PR #1117, opened 2023-04-04
fix: tsconfig.json errors for Overwriting Input File

### LINKED ISSUE #1114: Overwriting Input File Errors in tsconfig.json
### Steps to Reproduce

Run: `npx tsc --build `
You'll see a list of all of those errors.

### Expected Behavior

There shouldn't be errors.

### Actual Behavior

There are errors reported by `tsc --build` (and also by VS Code)

### Screenshot or Screencast

These are all 11 errors:

image
image

I noticed these errors when I was working on videojs stuff (https://github.com/mitodl/ocw-hugo-themes/pull/1089) That's when they were reported by VS Code.
This is coming from the VS Code Typescript Extension.
If we don't have an output directory (`outDir`) in `compilerOptions` inside `tsconfig.json`, the compiled JavaScript files overwrites the input files. And that's where these errors are coming from.

ibrahimjaved12:
#### Pre-Flight checklist

- [x] Testing
  - [ ] Code is tested

Closes #1114

#### What's this PR do?
This PR sets an output directory (`outDir`) in `compilerOptions` with exclude path so that the compiled Javascript files will not attempt to overwrite the input files which were previously placed right next to the input files with the same names.

1. Checkout to this branch
2. Run `npx tsc --build`
3. Observe that there are no errors reported.

### DIFF
--- a/tsconfig.json
+++ b/tsconfig.json
@@ -20,7 +20,8 @@
     "esModuleInterop": true,
     "forceConsistentCasingInFileNames": true,
     "strict": true,
-    "skipLibCheck": true
+    "skipLibCheck": true,
+    "outDir": "dist"
   },
   "include": [
     "./base-theme/assets/**/*.ts",
--- a/tsconfig.json
+++ b/tsconfig.json
@@ -36,7 +36,7 @@
   ],
   "exclude": [
     "./base-theme/assets/webpack",
-    "./dist/**/*"
+    "./dist/**/*.js"
   ],
   "ts-node": {
     "files": true,
--- a/tsconfig.json
+++ b/tsconfig.json
@@ -21,7 +21,7 @@
     "forceConsistentCasingInFileNames": true,
     "strict": true,
     "skipLibCheck": true,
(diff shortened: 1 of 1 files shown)


tsconfig.json
```diff
@@ -34,7 +35,8 @@
     "./www/assets/**/*.js",
   ],
   "exclude": [
-    "./base-theme/assets/webpack"
+    "./base-theme/assets/webpack",
+    "./dist/**/*"
```
fakhar-ud-din, line 39: Since we only want to exclude js files, should we not add .js file. extension here?

Not sure, perhaps, you were also doing something else here. Otherwise looks good to me!

ibrahimjaved12: I think you're right. Since in the dist directory, `.js.map` files are also generated, and all of our errors are only coming from `.js` files, there's no reason to exclude other files, such as `.js.map`

fakhar-ud-din (approved):
LGTM 👍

--------------------------------------------------

• Work to be completed:
Every entry above should be retyped exactly as it appears.

• Answer to this exercise:
PR #1117, opened 2023-04-04
fix: tsconfig.json errors for Overwriting Input File

### LINKED ISSUE #1114: Overwriting Input File Errors in tsconfig.json
### Steps to Reproduce

Run: `npx tsc --build `
You'll see a list of all of those errors.

### Expected Behavior

There shouldn't be errors.

### Actual Behavior

There are errors reported by `tsc --build` (and also by VS Code)

### Screenshot or Screencast

These are all 11 errors:

image
image

I noticed these errors when I was working on videojs stuff (https://github.com/mitodl/ocw-hugo-themes/pull/1089) That's when they were reported by VS Code.
This is coming from the VS Code Typescript Extension.
If we don't have an output directory (`outDir`) in `compilerOptions` inside `tsconfig.json`, the compiled JavaScript files overwrites the input files. And that's where these errors are coming from.

ibrahimjaved12:
#### Pre-Flight checklist

- [x] Testing
  - [ ] Code is tested

Closes #1114

#### What's this PR do?
This PR sets an output directory (`outDir`) in `compilerOptions` with exclude path so that the compiled Javascript files will not attempt to overwrite the input files which were previously placed right next to the input files with the same names.

1. Checkout to this branch
2. Run `npx tsc --build`
3. Observe that there are no errors reported.

### DIFF
--- a/tsconfig.json
+++ b/tsconfig.json
@@ -20,7 +20,8 @@
     "esModuleInterop": true,
     "forceConsistentCasingInFileNames": true,
     "strict": true,
-    "skipLibCheck": true
+    "skipLibCheck": true,
+    "outDir": "dist"
   },
   "include": [
     "./base-theme/assets/**/*.ts",
--- a/tsconfig.json
+++ b/tsconfig.json
@@ -36,7 +36,7 @@
   ],
   "exclude": [
     "./base-theme/assets/webpack",
-    "./dist/**/*"
+    "./dist/**/*.js"
   ],
   "ts-node": {
     "files": true,
--- a/tsconfig.json
+++ b/tsconfig.json
@@ -21,7 +21,7 @@
     "forceConsistentCasingInFileNames": true,
     "strict": true,
     "skipLibCheck": true,
(diff shortened: 1 of 1 files shown)


tsconfig.json
```diff
@@ -34,7 +35,8 @@
     "./www/assets/**/*.js",
   ],
   "exclude": [
-    "./base-theme/assets/webpack"
+    "./base-theme/assets/webpack",
+    "./dist/**/*"
```
fakhar-ud-din, line 39: Since we only want to exclude js files, should we not add .js file. extension here?

Not sure, perhaps, you were also doing something else here. Otherwise looks good to me!

ibrahimjaved12: I think you're right. Since in the dist directory, `.js.map` files are also generated, and all of our errors are only coming from `.js` files, there's no reason to exclude other files, such as `.js.map`

fakhar-ud-din (approved):
LGTM 👍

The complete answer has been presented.